BEGIN Supplied information

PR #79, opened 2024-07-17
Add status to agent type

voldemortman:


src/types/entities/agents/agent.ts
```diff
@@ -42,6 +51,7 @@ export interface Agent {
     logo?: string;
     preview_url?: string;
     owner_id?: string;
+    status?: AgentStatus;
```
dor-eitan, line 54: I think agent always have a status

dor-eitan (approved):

END Supplied information

Transcribe the full listing, matching it exactly.

PR #79, opened 2024-07-17
Add status to agent type

voldemortman:


src/types/entities/agents/agent.ts
```diff
@@ -42,6 +51,7 @@ export interface Agent {
     logo?: string;
     preview_url?: string;
     owner_id?: string;
+    status?: AgentStatus;
```
dor-eitan, line 54: I think agent always have a status

dor-eitan (approved):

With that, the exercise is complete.